» **DATA TO USE**
PR #192, opened 2020-12-30
Bug fix in casing.sanitize_name for names starting with an int

Gobot1234:


nat-n:
Nice catch. Would be good to have a test for this.

Gobot1234:
Only found this due to #187 and code using an int would be invalid
```proto
message Test {
    bool value = 1;
    string 23 = 2;
}
```

nat-n:
> Only found this due to #187 and code using an int would be invalid
> 
> ```protobuf
> message Test {
>     bool value = 1;
>     string 23 = 2;
> }
> ```

Do you mean that there isn't actually a real scenario that would trigger the bug caused here?

Gobot1234:
It

> > Only found this due to #187 and code using an int would be invalid
> > ```protobuf
> > message Test {
> >     bool value = 1;
> >     string 23 = 2;
> > }
> > ```
> 
> Do you mean that there isn't actually a real scenario that would trigger the bug caused here?

It could be if #187 was merged.

Gobot1234:
I'm gonna merge this with #187

PR #196, opened 2021-01-16
Remove imports if possible

Gobot1234:
Does a bit of work over #170 to make generated code more consistent with betterproto.ServiceStub


nat-n:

» **WORK ITEM**
Scan the entries for the string "real" and report only how many lines contain it.

» **THE COMPLETED TASK**
2